▶ _TASK GOAL_
Bring together every line in the data that includes "files".

▶ _Collected data entries_
▬▬▬
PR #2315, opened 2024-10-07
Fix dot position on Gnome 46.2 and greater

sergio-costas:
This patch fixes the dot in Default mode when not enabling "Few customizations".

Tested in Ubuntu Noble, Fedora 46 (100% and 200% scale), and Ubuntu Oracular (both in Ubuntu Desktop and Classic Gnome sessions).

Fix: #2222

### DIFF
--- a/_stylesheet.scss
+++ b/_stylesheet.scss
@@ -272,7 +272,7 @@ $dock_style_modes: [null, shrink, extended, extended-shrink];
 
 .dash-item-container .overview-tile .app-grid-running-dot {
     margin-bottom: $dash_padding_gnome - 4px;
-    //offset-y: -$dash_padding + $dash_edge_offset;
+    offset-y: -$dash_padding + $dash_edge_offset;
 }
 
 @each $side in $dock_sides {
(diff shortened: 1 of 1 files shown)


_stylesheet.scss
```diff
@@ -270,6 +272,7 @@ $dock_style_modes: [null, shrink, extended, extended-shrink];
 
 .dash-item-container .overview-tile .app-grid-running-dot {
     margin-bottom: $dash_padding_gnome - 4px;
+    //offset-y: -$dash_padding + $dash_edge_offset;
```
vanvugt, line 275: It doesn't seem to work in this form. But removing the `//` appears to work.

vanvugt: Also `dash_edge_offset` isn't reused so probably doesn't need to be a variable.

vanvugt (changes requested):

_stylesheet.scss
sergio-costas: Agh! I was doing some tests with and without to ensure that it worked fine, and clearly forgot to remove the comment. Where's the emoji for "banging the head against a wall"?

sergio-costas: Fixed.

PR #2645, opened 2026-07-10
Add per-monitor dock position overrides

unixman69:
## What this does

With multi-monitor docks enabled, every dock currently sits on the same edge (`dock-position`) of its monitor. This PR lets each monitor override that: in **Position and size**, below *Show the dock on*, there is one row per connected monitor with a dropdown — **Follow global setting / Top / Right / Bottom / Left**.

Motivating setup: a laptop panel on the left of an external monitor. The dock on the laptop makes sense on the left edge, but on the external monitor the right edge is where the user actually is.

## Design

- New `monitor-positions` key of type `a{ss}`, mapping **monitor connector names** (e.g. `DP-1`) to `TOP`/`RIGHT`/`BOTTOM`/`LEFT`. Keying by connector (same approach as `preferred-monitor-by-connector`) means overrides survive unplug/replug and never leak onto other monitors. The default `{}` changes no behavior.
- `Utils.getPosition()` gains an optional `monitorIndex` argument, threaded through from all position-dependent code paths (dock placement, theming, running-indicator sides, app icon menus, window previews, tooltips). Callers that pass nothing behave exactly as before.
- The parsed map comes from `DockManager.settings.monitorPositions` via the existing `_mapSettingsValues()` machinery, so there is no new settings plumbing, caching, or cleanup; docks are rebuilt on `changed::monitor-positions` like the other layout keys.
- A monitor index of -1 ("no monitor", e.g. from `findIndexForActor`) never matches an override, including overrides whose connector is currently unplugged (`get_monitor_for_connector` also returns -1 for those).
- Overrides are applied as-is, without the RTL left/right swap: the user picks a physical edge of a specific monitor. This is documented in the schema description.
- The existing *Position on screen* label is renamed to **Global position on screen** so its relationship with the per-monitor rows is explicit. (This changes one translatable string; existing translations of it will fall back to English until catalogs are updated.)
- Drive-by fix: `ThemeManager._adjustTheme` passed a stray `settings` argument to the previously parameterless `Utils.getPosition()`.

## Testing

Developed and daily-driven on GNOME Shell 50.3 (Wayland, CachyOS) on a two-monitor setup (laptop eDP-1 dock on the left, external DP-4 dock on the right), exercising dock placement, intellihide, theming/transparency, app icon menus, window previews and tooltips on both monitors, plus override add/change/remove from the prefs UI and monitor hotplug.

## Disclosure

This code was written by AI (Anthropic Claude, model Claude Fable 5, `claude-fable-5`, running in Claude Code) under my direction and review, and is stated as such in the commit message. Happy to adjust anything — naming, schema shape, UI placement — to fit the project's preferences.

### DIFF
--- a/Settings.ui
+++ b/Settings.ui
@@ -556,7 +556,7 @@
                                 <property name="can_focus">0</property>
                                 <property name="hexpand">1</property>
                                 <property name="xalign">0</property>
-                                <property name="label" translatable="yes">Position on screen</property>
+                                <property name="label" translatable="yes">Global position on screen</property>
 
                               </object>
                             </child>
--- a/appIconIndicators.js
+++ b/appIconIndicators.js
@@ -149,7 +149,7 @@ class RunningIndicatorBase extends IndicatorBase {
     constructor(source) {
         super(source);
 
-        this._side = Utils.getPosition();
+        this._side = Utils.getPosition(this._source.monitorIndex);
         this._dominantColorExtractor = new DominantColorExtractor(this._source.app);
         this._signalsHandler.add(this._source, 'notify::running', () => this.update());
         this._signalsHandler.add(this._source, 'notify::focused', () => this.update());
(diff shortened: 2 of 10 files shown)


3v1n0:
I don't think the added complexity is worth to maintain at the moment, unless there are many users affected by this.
▬▬▬
▶ _RESULT OF THIS TASK_
(diff shortened: 1 of 1 files shown)
(diff shortened: 2 of 10 files shown)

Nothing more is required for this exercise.